Deterministic Finite Automata with finite strings

Question

How could I prove that every language with a finite number of strings is the language of some DFA?

Answer 1

Let $L$ be the the finite set of strings. Then define a NFA for $L$ by making one independent branch from the start state for every word in $L$, that has an accepting state at the end. So this NFA accepts $L$ and a formal language is accepted by a NFA iff there is a DFA that accepts $L$.

Answer 2

Let $n$ be the maximum length of any word of the finite language $L$ over the alphabet $\Sigma$. Let $W=\{w\in\Sigma^*:|w|\le n\}$; $W$ is a finite set. For each $w\in W$ let $q_w$ be a distinct state, and let $Q_0=\{q_w:w\in W\}$. Let $q_\epsilon$ be the initial state, where $\epsilon$ is the empty word. The set of acceptor states is $A=\{q_w:w\in L\}$. Let $W_0=\{w\in W:|w|<n\}$. For each $w\in W_0$ and $a\in\Sigma$ let $\delta(q_w,a)=q_{wa}$; i.e., there is a transition $$q_w\overset{a}\longrightarrow q_{wa}\;.$$

Can you see how to finish defining $Q$ and $\delta$ so that $\langle Q,\Sigma,q_\epsilon,\delta,A\rangle$ is a DFA that accepts $L$? I’ve left the remaining details in the spoiler-protected block below.

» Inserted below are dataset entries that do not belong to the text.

PR #316, opened 2026-05-12
DHCP-less Bootz spec changes

gmacf:


README.md
```diff
@@ -260,33 +260,72 @@ where the device can be interrogated from a trusted system to enroll the TPM and
...
       in this TLS handshake.
-   3. The responses from the bootz-server are signed by ownership-certificate.
+   4. The responses from the bootz-server are signed by ownership-certificate.
       The device validates the ownership-voucher, which authenticates the
       ownership-certificate. The device verifies the signature of the message
       body before accepting the message.
-   4. If the signature could not be verified, the bootstrap process starts
-      from Step 1.
+   5. If the signature could not be verified, the bootstrap process starts
+      from the respective entry point (Step 1).
```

Let $q^*$ be a state not in $Q_0$, and let $Q=Q_0\cup\{q^*\}$. For each $w\in W\setminus W_0$ and $a\in\Sigma$ let $\delta(q_w,a)=q^*$, and let $\delta(q^*,a)=q^*$ for all $a\in\Sigma$. (In other words, $q^*$ is a non-accepting trap state.) Check that $\langle Q,\Sigma,q_\epsilon,\delta,A\rangle$ is a DFA that accepts $L$.